# [Task goal]
Copy the lines exactly. Begin at the first line of the data and stop after the line with "Issue: https://github.com/airbytehq/airbyte/issues/23509".

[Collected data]
....................

PR #24630, opened 2023-03-28
Source TikTok Marketing: migrate to v1.3 API (incompatible schema change!)

grubberr:
## What
Issue: https://github.com/airbytehq/airbyte/issues/23375
Issue: https://github.com/airbytehq/airbyte/issues/15736
Issue: https://github.com/airbytehq/airbyte/issues/23509

- **incompatible schema change!**
- API changed: v1.2 -> v1.3
- fail_on_extra_columns - removed
- Stream: "advertisers" primary_key changed: "id" -> "advertiser_id"
- expected_records fully regenerated

#### Stream "ad_groups"
old name  | new name
----------|-------------
placement | placements
enable_inventory_filter | inventory_filter_enabled
is_comment_disable (integer) | comment_disabled (boolean)
external_type | promotion_type
external_action | optimization_event
deep_external_action | secondary_optimization_event
modify_time (string) | modify_time (datetime)
create_time (string) | create_time (datetime)
audience | audience_ids
excluded_audience | excluded_audience_ids
location | location_ids
interest_category_v2 | interest_category_ids
interest_keywords | interest_keyword_ids
age | age_groups
operation_system | operating_systems
connection_type | network_types
device_price | device_price_ranges
android_osv | min_android_version
ios_target_device | ios14_targeting
device_models | device_model_ids
ios_osv | min_ios_version
schedule_start_time (string) | schedule_start_time (datetime)
schedule_end_time (string) | schedule_end_time (datetime)
optimize_goal | optimization_goal
bid | bid_price
conversion_bid | conversion_bid_price
deep_cpabid | deep_cpa_bid
status | secondary_status
opt_status | operation_status
carriers_v2 | carrier_ids
video_download | video_download_disabled
pangle_block_app_list_id | blocked_pangle_app_ids
action_categories | action_category_ids
rf_buy_type | rf_purchased_type
buy_impression | purchased_impression
buy_reach | purchased_reach
rf_predict_cpr | rf_estimated_cpr
rf_predict_frequency | rf_estimated_frequency
pangle_audience_package_include | included_pangle_audience_package_ids
pangle_audience_package_exclude | excluded_pangle_audience_package_ids
catalog_authorized_bc | catalog_authorized_bc_id
include_custom_actions | included_custom_actions
exclude_custom_actions | excluded_custom_actions
dpa_retargeting_type | shopping_ads_retargeting_type
brand_safety | brand_safety_type
action_v2 | actions
 . | schedule_infos
 . | share_disabled
[...]

PR #24741, opened 2023-03-31
Source TikTok: correct PK for daily reports streams

### LINKED ISSUE #23728: Source TikTok Marketing: Incorrect PK resulting in deleted data
## Environment
- **Airbyte version**:  0.39.42-alpha
- **OS Version / Instance**: 
- **Deployment**: 
- **Source Connector and version**:  TikTok Marketing 1.0.0
- **Destination Connector and version**: BigQuery 1.1.11
- **Step where error happened**: Run (Append + Dedup Histo)

## Current Behavior
When using the TikTok marketing Source, for every `<object>_daily_reports` using `Incremental | Dedup + History` mode we only get one line x `<object>_id` on the denormalized table.
_ex._
On the stream `ad_groups_reports_daily`, the PK configured is `adgroup_id`.
The denormalization process creates a table called `ad_groups_reports_daily`.
The resulting data, after a few days of run is 1 line per `adgroup_id`
The result is to have only partial data, the last available point of data for a given `adgroup` instead of all of the data points available for this `adgroup`.

This behavior is the same for every layer on the TikTok data (ie. advertisers, campaigns, adgroups, and ads) for every xxx_report_daily. We did not had the opportunity to test the `xxx_report_hourly` and `xxx_report_lifetime` and neither the audience reports.

## Expected Behavior
We would think to have 1 line x `<object>` x `stat_time_day`

_ex._
On the same scenario, we would think to have 1 line per `adgroup_id` x `stat_time_day`

## Possible Solution
One possible solution could be to add the `stat_time_day` (a composite one) as a primary key that will be used on the dedup process. (ie. `<object>_id` and  `stat_time_day`  as a PK)
Here is an exemple of the BingAds Connector that have composite PK for report streams wich should have the exact same behavior (almost all media platform are working the same way, with a X day window where the data can be updated) :
image

## Logs
-

## Steps to Reproduce
1. Create a Connection using TikTok marketing as source and BQ as a destination
2. Enable the ad_groups_reports_daily stream and put it in Incremental dedup + history mode.
3. Run the connection for at least 2 days
4. Take a look at the resulting data (denormalized one).

I don't feel I would be able to 😄

darynaishchenko:
resolved: https://github.com/airbytehq/airbyte/issues/23728
Added `stat_time_day` to base PK for daily reposrt stream to avoid incorrect data deletion.


grubberr:
@darynaishchenko 

such primary_key for stream `ads_reports_hourly` looks suspicious

```
python3 main.py discover --config secrets/config.json | jq '.catalog.streams[] | select(.name == "ads_reports_hourly")' | jq .source_defined_primary_key[][]
"ad_id"
```

I think it has to be `["ad_id", "stat_time_hour"]`
?

grubberr (changes requested):
pk for `ads_reports_hourly` has to be `["ad_id"], ["stat_time_hour"]`

bazarnov (approved):

grubberr:
This branch was merged to this PR https://github.com/airbytehq/airbyte/pull/24630
That's why we can close this PR and related issue

Issue #24416, opened 2023-03-23
Fix Destination Integration Tests


ryankfu:
### What

Fix Destination Connector Integration Tests

This is currently blocking changes for a few in-flight features: checkpointing and check with catalog

```[tasklist]
### Tasks
- [ ] Clickhouse (checkpoint)
- [ ] Cassandra
- [ ] Databricks
- [ ] Apache Iceberg
- [ ] MSSQL (checkpoint)
- [ ] MySQL (checkpoint)
- [ ] Postgres (checkpoint)
- [ ] Rockset
```

jbfbell:
Starting on Clickhouse

ryankfu:
@jbfbell as mentioned yesterday a couple of integration tests have been fixed:

* [destination-mssql](https://dnsgjos7lj2fu.cloudfront.net/tests/summary/connectors/destination-mssql/)
* [destination-postgres](https://dnsgjos7lj2fu.cloudfront.net/tests/summary/connectors/destination-postgres/)

from this [PR](https://github.com/airbytehq/airbyte/pull/24431)

After your change gets merged, we can remove [Clickhouse](https://github.com/airbytehq/airbyte/pull/24646#pullrequestreview-1367284009) from this list

Just for brevity, is this the [ticket](https://github.com/airbytehq/airbyte/issues/24170) that also addressed MySQL failures or should there be another ticket filed?

jbfbell:
@ryankfu for whatever reason it won't save my clicking of the checkbox for Clickhouse, but it is done

jbfbell:
Starting Cassandra

PR #24763, opened 2023-03-31
Fix Cassandra Integration Test

jbfbell:
Fixes the Cassandra Integration Test.

The Session was closing prior to the `checkFinalState` test, presumably as a result of closing the messageconsumer? But this test will now create a new connection


jbfbell:
Related to #24416

evantahler (approved):
`/test` passed, and this was a PR to fix the test... so... 👍 from me!

Looks like the main logical change was the `AfterAll` to close the connection.  Makes sense!

ryankfu (approved):

PR #22362, opened 2023-02-03
🚨🚨 Source Amplitude: migrate to YAML

artem1205:
## What
Resolving:

- #22142 
- #21010
- #19036
- #16943

Migrate to YAML

## How
*Describe the solution*

## Recommended reading order
1. `y.python`

## 🚨 User Impact 🚨
`stream state` and `cursor field` for  stream event has been changed.

## Pre-merge Checklist
Expand the relevant checklist and delete the others.

<details><summary><strong>Updating a connector</strong></summary>

### Community member or Airbyter

- [ ] Grant edit access to maintainers ([instructions](https://docs.github.com/en/github/collaborating-with-pull-requests/working-with-forks/allowing-changes-to-a-pull-request-branch-created-from-a-fork#enabling-repository-maintainer-permissions-on-existing-pull-requests))
- [ ] Secrets in the connector's spec are annotated with `airbyte_secret`
- [ ] Unit & integration tests added and passing. Community members, please provide proof of success locally e.g: screenshot or copy-paste unit, integration, and acceptance test output. To run acceptance tests for a Python connector, follow instructions in the README. For java connectors run `./gradlew :airbyte-integrations:connectors:<name>:integrationTest`.
- [ ] Code reviews completed
- [ ] Documentation updated
    - [ ] Connector's `README.md`
    - [ ] Connector's `bootstrap.md`. See [description and examples](https://docs.google.com/document/d/1ypdgmwmEHWv-TrO4_YOQ7pAJGVrMp5BOkEVh831N260/edit?usp=sharing)
    - [ ] Changelog updated in `docs/integrations/<source or destination>/<name>.md` including changelog. See changelog [example](https://docs.airbyte.io/integrations/sources/stripe#changelog)
- [ ] PR name follows [PR naming conventions](https://docs.airbyte.com/contributing-to-airbyte/issues-and-pull-requests)

### Airbyter

If this is a community PR, the Airbyte engineer reviewing this PR is responsible for the below items.

- [ ] Create a non-forked branch based on this PR and test the below items on it
- [ ] Build is successful
- [ ] If new credentials are required for use in CI, add them to GSM. [Instructions](https://docs.airbyte.io/connector-development#using-credentials-in-ci).
- [ ] [`/test connector=connectors/<name>` command](https://docs.airbyte.io/connector-development#updating-an-existing-connector) is passing
[...]

PR #24772, opened 2023-04-02
Low-Code CDK: make RecordFilter.filter_records as generator

grubberr:
This PR Improves this issue: https://github.com/airbytehq/airbyte/pull/22362

## Description

The `source-amplitude` connector's `events` stream returns a large amount of data from the API, which consumes a significant amount of memory. This data is then processed by the `RecordFilter.filter_records` function to produce a new list that duplicates memory usage, causing the connector to consume even more memory before issuing the first record.

## Solution

To improve memory usage and speed up the production of the first record, we can modify `RecordFilter.filter_records` to be a generator instead of returning a list. This will enable the function to yield one record at a time, without having to process the entire dataset at once. By doing so, we can reduce memory consumption and improve the efficiency of the connector.


girarda (approved):

maxi297:
@grubberr @girarda How does this work? The API clearly expect a List at multiple place, one of them being [here](https://github.com/airbytehq/airbyte/blob/4da621f96ab8ba84f3d630b40b35238fd27a5639/airbyte-cdk/python/airbyte_cdk/sources/declarative/requesters/paginators/strategies/offset_increment.py#L56)

PR #24774, opened 2023-04-02
Group documentation navigation

timroes:
## What

Groups the navigation in the documentation into several categories, to make it easier to parse.

Also since they are grouped now I removed the duplicate "Airbyte" or "Open Source" from some of the menu entries, if they were redundant. So the new structure looks as follows:

screenshot-20230402-232008

The only links changed due to that, are the `category/` links if the page itself doesn't have a content. I fixed the only link I found we have to one, but I don't think we need a redirect for them, since we don't link from any other places to them afaik.

Also fixed some broken links as part of this PR, as well as making sure those carets in the menu are now all the same size.

### DIFF
--- a/docs/operator-guides/security.md
+++ b/docs/operator-guides/security.md
@@ -102,7 +102,7 @@ Only certain Airbyte staff can access Airbyte infrastructure and technical logs 
 
 ### Network security
 
-Depending on your [data residency](https://docs.airbyte.com/cloud/managing-airbyte-cloud#choose-your-default-data-residency) location, you may need to allowlist the following IP addresses to enable access to Airbyte:
+Depending on your [data residency](https://docs.airbyte.com/cloud/managing-airbyte-cloud/manage-data-residency) location, you may need to allowlist the following IP addresses to enable access to Airbyte:
 
 #### United States and Airbyte Default
 
--- a/docs/readme.md
+++ b/docs/readme.md
@@ -6,7 +6,7 @@ Whether you are an Airbyte user or contributor, we have docs for you!
 
 Browse the [connector catalog](https://docs.airbyte.com/integrations/) to find the connector you want. In case the connector is not yet supported on Airbyte Cloud, consider using [Airbyte Open Source](#for-airbyte-open-source-users).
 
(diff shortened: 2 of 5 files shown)


docs/operator-guides/security.md
```diff
@@ -102,7 +102,7 @@ Only certain Airbyte staff can access Airbyte infrastructure and technical logs
 
 ### Network security
 
-Depending on your [data residency](https://docs.airbyte.com/cloud/managing-airbyte-cloud#choose-your-default-data-residency) location, you may need to allowlist the following IP addresses to enable access to Airbyte:
```
timroes, line 105: :information_source: Was a broken link.

docs/readme.md
```diff
@@ -6,7 +6,7 @@ Whether you are an Airbyte user or contributor, we have docs for you!
 
 Browse the [connector catalog](https://docs.airbyte.com/integrations/) to find the connector you want. In case the connector is not yet supported on Airbyte Cloud, consider using [Airbyte Open Source](#for-airbyte-open-source-users).
 
-Next, check out the [step-by-step tutorial](https://docs.airbyte.com/cloud/getting-started-with-airbyte-cloud) to sign up for Airbyte Cloud, understand Airbyte [concepts](https://docs.airbyte.com/cloud/core-concepts), and run your first sync. Then learn how to [manage your Airbyte Cloud account](https://docs.airbyte.com/category/managing-airbyte-cloud).
```
timroes, line 9: :information_source: Only link that needs to change due to category names.

docusaurus/src/css/custom.css
```diff
@@ -88,7 +95,7 @@ img {
 }
 
 .menu__link--sublist-caret:after {
-    background: var(--ifm-menu-link-sublist-icon) 50%/1.5rem 1.5rem;
+    background: var(--ifm-menu-link-sublist-icon) 50%/2rem 2rem;
```
timroes, line 98: :information_source: Make sure the carets are the same size as the carets defined in the theme.

nataliekwong (approved):
Looks good to me 👍

PR #24816, opened 2023-04-03
Add CICD test for orchestrator using Dagger

### LINKED ISSUE #24209: Ensure airbyte-metadata tests are run on CI/CD
Currently we dont run tests for the orchestrator or metadata service on ci/cd

we should

bnchrch:
## What
We need to run orchestrator unit tests in CICD

closes #24209

## How
This adds that using a dagger pipeline

### Not using an alpine image
Unfortunately dagster using the grpcio library which currently doesnt have "wheel" binaries for alpine. So to avoid 10 minute plus recompile times I changed to use a debian base package

Interesting reading:
https://medium.com/swlh/alpine-slim-stretch-buster-jessie-bullseye-bookworm-what-are-the-differences-in-docker-62171ed4531d
https://github.com/grpc/grpc/issues/22815
https://github.com/grpc/grpc/issues/24722

### Poetry sibling modules
I updated with_poetry to let you copy a parent working directory of the poetry module to allow for relative imports

### DIFF
--- a/.github/actions/run-dagger-pipeline/action.yml
+++ b/.github/actions/run-dagger-pipeline/action.yml
@@ -33,7 +33,7 @@ runs:
         python-version: "3.10"
     - name: Install ci-connector-ops package
       shell: bash
-      run: pip install -e ./tools/ci_connector_ops\[pipelines]\
+      run: pip install ./tools/ci_connector_ops\[pipelines]\
     - name: Run airbyte-ci
       shell: bash
       run: |
--- a/.github/actions/run-dagger-pipeline/action.yml
+++ b/.github/actions/run-dagger-pipeline/action.yml
@@ -33,7 +33,10 @@ runs:
         python-version: "3.10"
     - name: Install ci-connector-ops package
       shell: bash
-      run: pip install ./tools/ci_connector_ops\[pipelines]\
+      run: |
+        pip install --upgrade pip
+        pip install ./tools/ci_connector_ops[pipelines]
+        echo $PATH
     - name: Run airbyte-ci
       shell: bash
       run: |
--- a/.github/actions/run-dagger-pipeline/action.yml
+++ b/.github/actions/run-dagger-pipeline/action.yml
@@ -33,10 +33,7 @@ runs:
         python-version: "3.10"
     - name: Install ci-connector-ops package
       shell: bash
-      run: |
-        pip install --upgrade pip
-        pip install ./tools/ci_connector_ops[pipelines]
-        echo $PATH
+      run: pip install --quiet -e ./tools/ci_connector_ops\[pipelines]\
     - name: Run airbyte-ci
       shell: bash
       run: |
--- a/tools/ci_connector_ops/ci_connector_ops/pipelines/actions/environments.py
+++ b/tools/ci_connector_ops/ci_connector_ops/pipelines/actions/environments.py
@@ -199,6 +199,18 @@ def with_git(base_container: Container) -> Container:
 
     return base_container.with_exec(package_install_command + packages_to_install)
 
+def with_packages(base_container: Container, packages_to_install) -> Container:
+    """Installs  in a alpine based container.
+    Args:
+        context (Container): A alpine based container.
+
+    Returns:
+        Container: A container with the packages installed.
+
+    """
+    package_install_command = ["apk", "add"]
+    return base_container.with_exec(package_install_command + packages_to_install)
+
 
 async def with_ci_connector_ops(context: PipelineContext) -> Container:
     """Installs the ci_connector_ops package in a Container running Python > 3.10 with git..
@@ -248,5 +260,6 @@ def with_poetry_module(context: PipelineContext, parent_dir_path: str, module_pa
 
     src = context.dagger_client.host().directory(parent_dir_path, exclude=poetry_exclude)
     python_with_poetry = with_poetry(context)
+    python_with_cplus = with_packages(python_with_poetry, ["build-base", "linux-headers"])
 
-    return python_with_poetry.with_mounted_directory("/src", src).with_workdir(f"/src/{module_path}").with_exec(poetry_install_dependencies_cmd)
+    return python_with_cplus.with_mounted_directory("/src", src).with_workdir(f"/src/{module_path}").with_exec(poetry_install_dependencies_cmd)
--- a/tools/ci_connector_ops/ci_connector_ops/pipelines/actions/environments.py
+++ b/tools/ci_connector_ops/ci_connector_ops/pipelines/actions/environments.py
@@ -24,7 +24,7 @@ CONNECTOR_TESTING_REQUIREMENTS = [
     "pytest-custom_exit_code",
 ]
 
-DEFAULT_PYTHON_EXCLUDE = ["**/.venv"]
+DEFAULT_PYTHON_EXCLUDE = ["**/.venv", "**/__pycache__"]
 CI_CREDENTIALS_SOURCE_PATH = "tools/ci_credentials"
 CI_CONNECTOR_OPS_SOURCE_PATH = "tools/ci_connector_ops"
 
@@ -185,22 +185,8 @@ async def with_ci_credentials(context: PipelineContext, gsm_secret: Secret) -> C
     return ci_credentials.with_env_variable("VERSION", "dev").with_secret_variable("GCP_GSM_CREDENTIALS", gsm_secret).with_workdir("/")
 
 
-def with_git(base_container: Container) -> Container:
-    """Installs git in a alpine based container.
-    Args:
-        context (Container): A alpine based container.
-
-    Returns:
-        Container: A container with git installed.
-
-    """
-    package_install_command = ["apk", "add"]
-    packages_to_install = ["gcc", "libffi-dev", "musl-dev", "git"]
-
-    return base_container.with_exec(package_install_command + packages_to_install)
-
-def with_packages(base_container: Container, packages_to_install) -> Container:
-    """Installs  in a alpine based container.
+def with_alpine_packages(base_container: Container, packages_to_install: List[str]) -> Container:
+    """Installs packages using apk-get.
     Args:
         context (Container): A alpine based container.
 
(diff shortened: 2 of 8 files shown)


tools/ci_connector_ops/ci_connector_ops/pipelines/actions/environments.py
```diff
@@ -199,6 +199,18 @@ def with_git(base_container: Container) -> Container:
 
     return base_container.with_exec(package_install_command + packages_to_install)
 
+def with_packages(base_container: Container, packages_to_install) -> Container:
+    """Installs  in a alpine based container.
+    Args:
+        context (Container): A alpine based container.
```
alafanechere, line 205:
```suggestion
        base_container (Container): A alpine based container.
```
I'm not sure its an alpine based container. Isn't the package manager `apk` on Alpine?
I like this new function but I'm a bit worried it won't work for any container you pass in depending of its base image...

tools/ci_connector_ops/ci_connector_ops/pipelines/actions/environments.py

....................

# [Task answer]
PR #24630, opened 2023-03-28
Source TikTok Marketing: migrate to v1.3 API (incompatible schema change!)

grubberr:
## What
Issue: https://github.com/airbytehq/airbyte/issues/23375
Issue: https://github.com/airbytehq/airbyte/issues/15736
Issue: https://github.com/airbytehq/airbyte/issues/23509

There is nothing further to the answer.